The debate over the excesses of the Bachchan wedding coverage by the media is still raging. And the issue of how much of a star's life is private, and how much the public needs to know, is a double edged sword - in this case, both parties are equally at fault.

If the Bachchans wanted a quiet, private wedding, then they could have had it either outside Mumbai, or at place where the media or the public could not have access. Hrithik Roshan, at the height of his stardom got married at his father-in-law Sanjay Khan's farm in Bangalore, and this mass hysteria was totally avoided. But you can't have band-baja-baraat-bidaai in the streets and then say you want privacy.

Aamir Khan booked a place away from Mumbai for his wedding and kept the media out, so he had the right to complain of trespassing by the media. The public - the readers of the newspapers, the watchers of television and the surfers of the net - would perhaps be interested in knowing about a star's wedding, but does the media in its race to provide snippets of trivia, have to climb walls, peek from cracks in the wall, and hound the caterer, designer, flower seller, etc for information nobody but the silliest of fan needs to know. By behaving in such an undignified fashion, the media makes voyeurs of all of us, and it is annoying.

However, when it comes to their relations with the media, our stars are also quite hypocritical. Aamir Khan, for instance, ranted about the intrusion of the media in an interview and swore he would never talk to the press even to promote a film; then at slightest hint of controversy - whether the Narmada issue or the cola pesticides affair - summoned the media to give his point of view, and everybody hopped on one foot and went.

Someone as undeserving as Mallika Sherawat, Rakhi Sawant and now Shilpa Shetty, can treat the media as their private fiefdom and get away with it. Because the media has willingly relinquished its power to beg for scraps from the star's table. If there was unity in the media, a star who demanded privacy would get it, and nobody would be able to beckon or kick the media on a whim.

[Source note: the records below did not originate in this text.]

PR #4086, opened 2024-06-26
Build Generic objects for generic classes and interfaces.

zygoloid:
In `ClassType`s and `InterfaceType`s, track a `GenericInstanceId` for the instance rather than just the argument list.


toolchain/check/eval.cpp
```diff
@@ -15,6 +15,14 @@
 
 namespace Carbon::Check {
 
+static auto MakeGenericInstance(Context& context, SemIR::GenericId generic_id,
+                                SemIR::InstBlockId args_id)
+    -> SemIR::GenericInstanceId {
+  auto instance_id = context.generic_instances().GetOrAdd(generic_id, args_id);
+  // TODO: Perform substitution into the generic declaration if needed.
```
jonmeow, line 22: Is this function worth having a comment, particularly given the substitution note? That seems like it'll be what makes this non-trivial.

toolchain/check/eval.cpp
```diff
@@ -177,6 +185,27 @@ static auto GetConstantValue(Context& context, SemIR::TypeBlockId type_block_id,
...
+// The constant value of a generic instance is the generic instance with the
+// corresponding constant values for its arguments.
+static auto GetConstantValue(Context& context,
+                             SemIR::GenericInstanceId instance_id, Phase* phase)
+    -> SemIR::GenericInstanceId {
+  if (!instance_id.is_valid()) {
+    return SemIR::GenericInstanceId::Invalid;
+  }
+
+  auto& instance = context.generic_instances().Get(instance_id);
```
```suggestion
  const auto& instance = context.generic_instances().Get(instance_id);
```

Minor, just wary of the non-const reference.

toolchain/sem_ir/formatter.cpp
```diff
@@ -139,6 +139,11 @@ class Formatter {
     out_ << "\nclass ";
     FormatClassName(id);
 
+    if (class_info.generic_id.is_valid()) {
+      out_ << "\n    ";
+      FormatGeneric(class_info.generic_id);
+    }
```
jonmeow: Had you considered moving the `is_valid` + indentation into `FormatGeneric` (or a different shared call), to make it consistent between all calls? I see 3 places doing this in the change.

toolchain/check/import_ref.cpp
```diff
@@ -1180,6 +1206,8 @@ class ImportRefResolver {
         context_.AddPlaceholderInstInNoBlock(SemIR::LocIdAndInst(
             AddImportIRInst(import_interface.decl_id), interface_decl));
 
+    // TODO: Support for importing generics.
```
jonmeow, line 1225: Where you have these TODOs, would it be worth a `context.TODO` to produce a diagnostic? Or do you basically already have this implemented?

toolchain/check/import_ref.cpp
```diff
@@ -413,6 +413,29 @@ class ImportRefResolver {
     return context_.inst_blocks().AddCanonical(contents);
   }
 
+  auto GetLocalGenericInstanceArgs(SemIR::GenericInstanceId instance_id)
```
jonmeow, line 430: Might be good to have comments on these new functions, explaining the intent.

toolchain/check/import_ref.cpp
```diff
@@ -413,6 +413,29 @@ class ImportRefResolver {
...
+      -> llvm::SmallVector<SemIR::InstId> {
+    if (!instance_id.is_valid()) {
+      return {};
```
jonmeow, line 433: Minor, but given the vector return, do you want a single return variable for rvo?

jonmeow (approved):
Looks good, just some small comments. Let me know if you want another look before merging.

toolchain/check/eval.cpp
zygoloid: I'm relocating this and adding a comment in #4087.

toolchain/sem_ir/formatter.cpp
zygoloid: Yeah, I'd considered it. I'm on the fence -- it doesn't really seem like it should be `FormatGeneric`'s responsibility to know how the enclosing context is formatted, but it is otherwise being duplicated. Hm, I think I can see a way to handle this a bit more generically...

toolchain/check/import_ref.cpp
zygoloid: It's unnecessary in this case -- both return statements construct the `SmallVector` in place, so we get guaranteed RVO here and don't need to rely on NRVO.

toolchain/check/import_ref.cpp
zygoloid: Done.

toolchain/sem_ir/formatter.cpp
zygoloid: Done.

toolchain/check/import_ref.cpp
zygoloid: I don't have a full implementation yet, but this comes up in the prelude so adding a `context.TODO` would break every test. I'll be fixing this in the short term.

PR #4087, opened 2024-06-27
Use the correct type for `Self` in generic classes and generic interfaces

zygoloid:
In a `class C(T:! type)`, the type `Self` should be `C(T)`, not merely `C`. Similarly, in an `interface I(T:! type)`, the type of self should be `I(T)`, not merely `I`.


zygoloid:
Depends on #4086.

toolchain/check/generic.h
```diff
@@ -32,6 +32,21 @@ auto FinishGenericRedecl(Context& context, SemIR::InstId decl_id,
...
+// declaration, but not the definition, of the generic.
+//
+// `args_id` should be a canonical instruction block referring to constants.
+auto MakeGenericInstance(Context& context, SemIR::GenericId generic_id,
+                         SemIR::InstBlockId args_id)
+    -> SemIR::GenericInstanceId;
+
+// Builds the generic instance corresponding to the generic itself. For example,
+// for a generic `G(T:! type)`, this is `G(T)`.
+auto MakeUnsubstitutedGenericInstance(Context& context,
```
josh11b: "Unsubstituted" doesn't convey this to me, maybe?
```suggestion
auto MakeSelfGenericInstance(Context& context,
```
or
```suggestion
auto MakeCanonicalGenericInstance(Context& context,
```
or
```suggestion
auto MakeRepresentativeGenericInstance(Context& context,
```

toolchain/check/testdata/class/generic/self.carbon
```diff
@@ -0,0 +1,72 @@
...
+// TIP: To test this file alone, run:
+// TIP:   bazel test //toolchain/testing:file_test --test_arg=--file_tests=toolchain/check/testdata/class/generic/self.carbon
+// TIP: To dump output, run:
+// TIP:   bazel run //toolchain/testing:file_test -- --dump_output --file_tests=toolchain/check/testdata/class/generic/self.carbon
+
+class Class(T:! type) {
+  // `Self` is the same as `Class(T)` here.
+  fn F[addr self: Self*]() -> Class(T)* {
+    return self;
+  }
```
josh11b: Test it works in both directions?
```suggestion
  fn F[addr self: Self*]() -> Class(T)* {
    return self;
  }
  fn G[addr self: Class(T)*]() -> Self* {
    return self;
  }
```

toolchain/check/generic.h
zygoloid: Went with a variation of the first option and updated the generics-in-the-toolchain design doc to call this the "self instance" rather than the "unsubstituted instance".

toolchain/check/testdata/class/generic/self.carbon
zygoloid: Hm, I'm trying to test that it's the exact same type, not just that it's convertible. Maybe there's a better way to do that?

zygoloid: I've changed this a bit to try to better test the types are the same. I'm still not really happy with it, but hopefully this will do for now.

josh11b (approved):

PR #4088, opened 2024-06-27
Fix quirks in debug printing

jonmeow:
So, I noticed that ImportIRInst didn't print properly while trying to debug an issue, and that's where this started. Then I was sort of trying to figure out why we have "type_blocks" but "typeBlock", so trying to make that more consistent. "importIRInst0" felt more odd than "import_ir_inst0" which is why I'm suggesting down this particular route, but let me know if you'd prefer the reverse (but then do we also do "typeBlocks", etc, removing the consistency with the member name?)

Also starting to print more detail on import_irs, and added import_ir_insts (adjusting formatting for that too).

### DIFF
--- a/toolchain/sem_ir/ids.h
+++ b/toolchain/sem_ir/ids.h
@@ -183,7 +183,7 @@ struct BindNameId : public IdBase, public Printable<BindNameId> {
 
   using IdBase::IdBase;
   auto Print(llvm::raw_ostream& out) const -> void {
-    out << "bindName";
+    out << "bind_name";
     IdBase::Print(out);
   }
 };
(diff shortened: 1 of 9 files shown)


toolchain/sem_ir/ids.h
```diff
@@ -601,13 +601,18 @@ struct ElementIndex : public IndexBase, public Printable<ElementIndex> {
...
+struct ImportIRInstId : public IdBase, public Printable<ImportIRInstId> {
   using ValueType = ImportIRInst;
 
   // An explicitly invalid ID.
   static const ImportIRInstId Invalid;
 
   using IdBase::IdBase;
+
+  auto Print(llvm::raw_ostream& out) const -> void {
+    out << "import_ir_inst";
```
zygoloid, line 613: We seem to have no test coverage for this; can you add some?

zygoloid (approved):
Consistently using `snake_case` seems fine to me.

toolchain/sem_ir/ids.h
jonmeow: Done. Also started printing the import_ir_inst list, and adjusted formatting for that and ImportIR.

PR #4089, opened 2024-06-28
Change implicit import handling to be namespace-oriented.

jonmeow:
This refactors how the implicit import is handled in order to retain more name scope information. As a consequence, private access control works better between api files and implementation files. Note though that this will also be essential for name poisoning between the API and implementation, as discussed in #3763.

In implementing this, I ran into a couple issues with namespaces that I think point to flaws in their handling. I've fixed some and added a TODO for the biggest issue (in check.cpp line 281-288), which relates to the handling of namespaces of direct imports which are first evaluated indirectly.


toolchain/check/check.cpp
```diff
@@ -97,9 +97,35 @@ struct UnitInfo {
...
+      continue;
+    }
+    index = results.size();
+    results.push_back(
+        // TODO: For !is_local, should this use something valid that points at
+        // the API's import? That would probably require something other than a
+        // node_id, such as a LocId.
+        {.node_id = is_local ? import.names.node_id : Parse::InvalidNodeId(),
+         .sem_ir = &direct_ir,
+         .is_export = import.names.is_export});
```
zygoloid: Logically it seems like this should be `is_local && import.names.is_export`, but I suppose it makes no difference whether an import in an impl file is "exported". (No change requested but I'd be fine if you wanted to change it.)

toolchain/check/check.cpp
```diff
@@ -171,14 +198,98 @@ static auto ImportCurrentPackage(Context& context, UnitInfo& unit_info,
...
 }
 
+// Imports all other packages (excluding the current package).
+static auto ImportOtherPackages(Context& context, UnitInfo& unit_info,
+                                int total_ir_count,
+                                SemIR::TypeId namespace_type_id) -> void {
+  // For each package, the index into the API's package_imports. If this is not
+  // imported by the impl, the IdentifierId is the name of the package being
+  // imported. This is initially the size of the implementation's imports, even
+  // when there is no API, for simplicity in iteration.
```
zygoloid: If my understanding of the code below is correct, then:
```suggestion
  // For each package, the index into the API's package_imports. If this package is
  // imported by the API file, the IdentifierId is the name of the package being
  // imported; otherwise, it is invalid and the index is -1. This is initially the size of the implementation's imports, even
  // when there is no API, for simplicity in iteration.
```

toolchain/check/check.cpp
```diff
@@ -171,14 +198,98 @@ static auto ImportCurrentPackage(Context& context, UnitInfo& unit_info,
...
+      package_id = local_imports->package_id;
+      has_load_error |= local_imports->has_load_error;
+    }
+
+    // Identify the API package imports if present.
+    const UnitInfo::PackageImports* api_imports = nullptr;
+    if (api_imports_entry.second != -1) {
+      api_imports =
+          &unit_info.api_for_impl->package_imports[api_imports_entry.second];
+      package_id = api_imports_entry.first;
```
zygoloid: Is it worth `CHECK`ing that `!package_id.is_valid() || package_id == api_imports_entry.first` here?

toolchain/check/check.cpp
```diff
@@ -171,14 +198,98 @@ static auto ImportCurrentPackage(Context& context, UnitInfo& unit_info,
...
+      has_load_error |= api_imports->has_load_error;
+    }
+
+    // Do the actual import.
+    ImportLibrariesFromOtherPackage(
+        context, namespace_type_id, node_id, package_id,
```
zygoloid, line 288: I think we won't have a `node_id` here for an API-file-only import, which looks like it means we'll end up with a namespace without a location. Perhaps we could change `ImportLibrariesFromOtherPackage` to take a `LocId` instead of a `NodeId`, and create an `ImportIRInstId` here in the API-file-only case?

I think this would affect an example like:

```
// --- a.carbon
library "a";
fn A();

// --- package_a.carbon
package A;

// --- api.carbon
library "b";
import A;

// --- impl.carbon
impl library "b";
import library "a";
```

... where I think we won't have a location to use to diagnose the conflict between the API file's name A and the name A imported from "a". 

This PR is already a substantial change, so I'm fine with this not being handled as part of this PR.

toolchain/check/check.cpp
```diff
@@ -171,14 +198,98 @@ static auto ImportCurrentPackage(Context& context, UnitInfo& unit_info,
...
+        CollectTransitiveImports(local_imports, api_imports, total_ir_count),
+        has_load_error);
+  }
+}
+
 // Add imports to the root block.
+// TODO: Should this be importing all namespaces before anything else, including
+// for imports from other packages? Otherwise, name conflict resolution
+// involving something sudch as `fn F() -> Other.NS.A`, wherein `Other.NS`
```
```suggestion
// involving something such as `fn F() -> Other.NS.A`, wherein `Other.NS`
```

toolchain/check/import_ref.cpp
```diff
@@ -577,6 +577,7 @@ class ImportRefResolver {
   // unresolved constants to the work stack.
   auto GetLocalNameScopeId(SemIR::NameScopeId name_scope_id)
       -> SemIR::NameScopeId {
+    // Get the instruction that create the scope.
```
```suggestion
    // Get the instruction that created the scope.
```

toolchain/sem_ir/file.cpp
```diff
@@ -526,15 +526,16 @@ auto GetExprCategory(const File& file, InstId inst_id) -> ExprCategory {
...
-      case ImportRefUnloaded::Kind:
       case Namespace::Kind:
       case Return::Kind:
       case ReturnExpr::Kind:
       case StructTypeField::Kind:
         return ExprCategory::NotExpr;
 
-      case CARBON_KIND(ImportRefLoaded inst): {
-        auto import_ir_inst = ir->import_ir_insts().Get(inst.import_ir_inst_id);
+      case ImportRefUnloaded::Kind:
```
zygoloid, line 535: The handling of this looks correct, but I'm surprised we'd ask for the category of an `ImportRefUnloaded`. Does it make sense that that's happening? It seems a bit scary for code to be looking at the expression category, given that we won't have imported (eg) the type for this case.

zygoloid (approved):
Looks good.

toolchain/check/check.cpp
zygoloid: Also, "even when there is no API" might be clearer as "even when this file is the API file" or something?

toolchain/check/check.cpp
jonmeow: This is what the TODO in CollectDirectImports, line 115-117, is trying to cover. I think it's pretty complex though to change how import locations are tracked, e.g. touching diagnostic logic and probably adding an instruction (so that ImportIRInst has an Inst to point at), which is why I prefer a separate PR.

toolchain/check/check.cpp
jonmeow: Fixed

toolchain/check/import_ref.cpp
jonmeow: Fixed

toolchain/check/check.cpp
jonmeow: Done, added comment to ease understanding.

toolchain/check/check.cpp
jonmeow: Rewriting this comment, trying to incorporate suggestions.

toolchain/check/check.cpp

toolchain/sem_ir/file.cpp
jonmeow: This causes the error in (reduced example):

```
// --- c1.carbon

library "C1";

class C1 {}

// --- mix_current_package.carbon

library "mix_current_package";

import library "C1";

// --- mix_current_package.impl.carbon

impl library "mix_current_package";

import library "C2";

// CHECK:STDERR: mix_current_package.impl.carbon:[[@LINE+4]]:9: ERROR: Expression cannot be used as a value.
// CHECK:STDERR: var c1: C1 = {};
// CHECK:STDERR:         ^~
// CHECK:STDERR:
var c1: C1 = {};
var c2: C2 = {};
```

I spent a while digging through this, but I've forgotten the actual root cause. Unfortunately I can't investigate quickly (i.e., turn this into a CHECK) because the formatter *also* relies on being able to call GetExprCategory on ImportRefUnloaded.

This cost me the better part of a day to investigate originally, so if you're concerned I'll need to look further next week.

zygoloid: I'm not concerned enough to hold up this PR :)

I think we should make sure we understand what's happening, but let's not block on that.

zygoloid (approved):

PR #4091, opened 2024-06-28
Rename BindName to BindRuntimeName

geoffromer:
For consistency with BindSymbolicName and AnyBindName.


jonmeow:
I've commented on #toolchain: I think it would be good to discuss this more before changing it.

Does anyone remember a single film Rakhi Sawant has done? Yet the media falls constantly for her publicity seeking stunts. Now she is famous for being famous - so even when she donates computers to a school or admits a patient to hospital, an SMS goes out to the media and they land up slobbering with the cameras and mikes. The Richard Gere-Shilpa Shetty 'kiss' episode has been stretched to the point where nobody cares any more.

There should also be some kind of media body to decide when an issue has been blown out of proportion and when enough is enough. Because the public for whom this rubbish is doled out, cries itself hoarse saying 'bas karo', but useless trivia is being rammed down their throats in the name of news and information.

The next star who gets married should either invite the media and get it over with, or hire a jet/submarine and do it totally out of the public eye. Nobody needs to be made privy to visuals accessed by peeping tom tactics, and nobody, absolutely nobody needs to know vulgar details like where the flowers, henna, laddoos, pandits, chandeliers etc. came from.